**Stored records**
********************
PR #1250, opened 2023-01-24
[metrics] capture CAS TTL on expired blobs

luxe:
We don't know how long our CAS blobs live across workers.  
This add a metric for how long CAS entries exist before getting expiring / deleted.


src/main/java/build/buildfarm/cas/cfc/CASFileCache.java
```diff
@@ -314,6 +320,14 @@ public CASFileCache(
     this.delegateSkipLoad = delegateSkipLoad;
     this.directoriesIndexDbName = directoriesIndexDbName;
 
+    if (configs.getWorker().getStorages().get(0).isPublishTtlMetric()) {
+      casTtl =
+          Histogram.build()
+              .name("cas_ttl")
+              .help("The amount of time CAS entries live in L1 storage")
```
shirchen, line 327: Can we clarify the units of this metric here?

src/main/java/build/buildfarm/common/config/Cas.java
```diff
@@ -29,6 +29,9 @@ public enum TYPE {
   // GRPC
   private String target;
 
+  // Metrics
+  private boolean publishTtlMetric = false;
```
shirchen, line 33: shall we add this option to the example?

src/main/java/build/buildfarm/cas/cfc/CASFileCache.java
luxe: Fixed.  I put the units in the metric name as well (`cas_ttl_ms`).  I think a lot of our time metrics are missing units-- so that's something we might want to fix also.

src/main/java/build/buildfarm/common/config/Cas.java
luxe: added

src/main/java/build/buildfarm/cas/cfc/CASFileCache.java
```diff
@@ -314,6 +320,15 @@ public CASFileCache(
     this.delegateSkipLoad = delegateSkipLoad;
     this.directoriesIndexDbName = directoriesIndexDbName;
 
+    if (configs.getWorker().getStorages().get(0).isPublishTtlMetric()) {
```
********************
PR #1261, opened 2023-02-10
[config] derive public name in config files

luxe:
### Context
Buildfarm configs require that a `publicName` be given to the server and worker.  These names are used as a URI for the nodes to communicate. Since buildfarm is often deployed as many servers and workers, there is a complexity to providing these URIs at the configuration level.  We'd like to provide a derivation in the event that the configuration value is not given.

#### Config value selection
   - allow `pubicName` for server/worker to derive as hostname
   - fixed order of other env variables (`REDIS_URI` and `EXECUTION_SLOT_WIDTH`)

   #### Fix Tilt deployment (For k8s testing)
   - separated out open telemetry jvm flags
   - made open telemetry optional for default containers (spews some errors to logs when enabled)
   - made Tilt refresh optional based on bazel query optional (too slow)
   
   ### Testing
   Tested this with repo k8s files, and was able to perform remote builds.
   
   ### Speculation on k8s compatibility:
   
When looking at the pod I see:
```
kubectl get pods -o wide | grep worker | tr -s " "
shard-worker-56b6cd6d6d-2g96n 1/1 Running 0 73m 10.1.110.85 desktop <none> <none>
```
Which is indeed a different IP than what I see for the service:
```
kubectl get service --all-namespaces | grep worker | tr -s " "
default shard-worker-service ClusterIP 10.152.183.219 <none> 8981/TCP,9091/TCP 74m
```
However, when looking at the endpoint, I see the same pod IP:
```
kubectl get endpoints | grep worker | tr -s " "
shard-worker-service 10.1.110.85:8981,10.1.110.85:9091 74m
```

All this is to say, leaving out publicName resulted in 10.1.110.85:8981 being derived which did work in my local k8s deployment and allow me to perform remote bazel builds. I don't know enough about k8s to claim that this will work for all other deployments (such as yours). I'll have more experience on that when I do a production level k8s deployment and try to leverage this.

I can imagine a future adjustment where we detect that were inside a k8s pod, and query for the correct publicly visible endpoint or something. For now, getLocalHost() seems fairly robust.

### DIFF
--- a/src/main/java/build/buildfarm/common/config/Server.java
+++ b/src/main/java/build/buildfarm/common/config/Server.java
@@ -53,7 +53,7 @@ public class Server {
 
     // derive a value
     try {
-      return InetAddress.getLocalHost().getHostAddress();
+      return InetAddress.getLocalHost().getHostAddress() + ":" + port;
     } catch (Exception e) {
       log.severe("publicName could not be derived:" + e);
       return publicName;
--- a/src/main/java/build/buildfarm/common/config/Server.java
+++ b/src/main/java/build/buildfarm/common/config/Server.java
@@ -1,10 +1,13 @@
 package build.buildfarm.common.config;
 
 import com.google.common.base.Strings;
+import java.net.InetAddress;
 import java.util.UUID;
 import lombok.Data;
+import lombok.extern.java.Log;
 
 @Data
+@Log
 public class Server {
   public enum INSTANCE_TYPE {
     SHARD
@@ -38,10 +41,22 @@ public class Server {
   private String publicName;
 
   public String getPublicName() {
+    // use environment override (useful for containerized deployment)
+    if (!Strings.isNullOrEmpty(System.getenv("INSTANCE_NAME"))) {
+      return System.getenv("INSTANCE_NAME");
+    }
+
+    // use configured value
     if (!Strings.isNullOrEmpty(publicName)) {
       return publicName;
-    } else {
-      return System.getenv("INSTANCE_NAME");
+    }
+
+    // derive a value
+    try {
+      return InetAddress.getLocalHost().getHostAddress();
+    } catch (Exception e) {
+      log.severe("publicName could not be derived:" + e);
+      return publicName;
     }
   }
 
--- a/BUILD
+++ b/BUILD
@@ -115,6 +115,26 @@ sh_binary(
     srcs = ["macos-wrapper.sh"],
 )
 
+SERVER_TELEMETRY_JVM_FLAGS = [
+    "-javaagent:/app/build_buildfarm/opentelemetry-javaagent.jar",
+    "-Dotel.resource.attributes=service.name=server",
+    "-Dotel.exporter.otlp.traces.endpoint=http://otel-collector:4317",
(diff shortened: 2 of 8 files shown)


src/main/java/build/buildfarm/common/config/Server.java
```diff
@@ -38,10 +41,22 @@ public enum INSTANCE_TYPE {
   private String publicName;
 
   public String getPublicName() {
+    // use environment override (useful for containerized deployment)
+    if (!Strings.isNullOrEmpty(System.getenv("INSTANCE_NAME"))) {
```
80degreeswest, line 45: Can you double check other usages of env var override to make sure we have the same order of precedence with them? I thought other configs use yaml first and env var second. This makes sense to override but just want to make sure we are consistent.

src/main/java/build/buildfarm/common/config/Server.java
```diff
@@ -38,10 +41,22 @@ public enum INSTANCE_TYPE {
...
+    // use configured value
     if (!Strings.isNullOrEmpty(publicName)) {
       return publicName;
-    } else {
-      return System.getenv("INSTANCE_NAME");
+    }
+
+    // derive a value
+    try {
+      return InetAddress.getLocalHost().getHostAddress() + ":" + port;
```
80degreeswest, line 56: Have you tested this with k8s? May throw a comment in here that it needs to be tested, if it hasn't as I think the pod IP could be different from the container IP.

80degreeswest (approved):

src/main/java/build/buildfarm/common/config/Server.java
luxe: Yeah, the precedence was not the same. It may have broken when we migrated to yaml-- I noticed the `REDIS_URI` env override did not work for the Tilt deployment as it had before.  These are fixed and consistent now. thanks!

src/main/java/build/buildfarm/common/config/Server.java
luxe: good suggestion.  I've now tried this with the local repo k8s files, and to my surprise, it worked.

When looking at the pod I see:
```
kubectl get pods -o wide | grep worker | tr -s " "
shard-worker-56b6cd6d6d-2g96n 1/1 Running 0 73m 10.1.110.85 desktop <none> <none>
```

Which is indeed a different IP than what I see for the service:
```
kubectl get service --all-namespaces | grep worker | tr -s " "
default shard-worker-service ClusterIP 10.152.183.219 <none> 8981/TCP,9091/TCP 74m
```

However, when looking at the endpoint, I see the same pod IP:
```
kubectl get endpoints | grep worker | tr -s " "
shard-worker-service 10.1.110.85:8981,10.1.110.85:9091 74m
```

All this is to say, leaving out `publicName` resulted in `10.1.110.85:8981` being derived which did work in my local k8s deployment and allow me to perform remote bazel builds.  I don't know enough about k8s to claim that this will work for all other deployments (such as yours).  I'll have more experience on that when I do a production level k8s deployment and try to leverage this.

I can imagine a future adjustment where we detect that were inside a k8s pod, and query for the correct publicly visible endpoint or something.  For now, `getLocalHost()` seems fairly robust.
********************
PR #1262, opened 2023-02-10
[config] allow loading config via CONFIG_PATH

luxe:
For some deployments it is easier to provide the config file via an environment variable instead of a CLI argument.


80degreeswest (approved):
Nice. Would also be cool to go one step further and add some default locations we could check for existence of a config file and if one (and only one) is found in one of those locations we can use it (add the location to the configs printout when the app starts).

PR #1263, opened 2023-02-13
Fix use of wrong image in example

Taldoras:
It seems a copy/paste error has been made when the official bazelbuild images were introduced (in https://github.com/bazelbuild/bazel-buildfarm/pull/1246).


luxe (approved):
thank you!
********************
**What the task requires**
Work through the data and report how many of its lines hold the word "deployments", giving only the figure.

**Response area**
3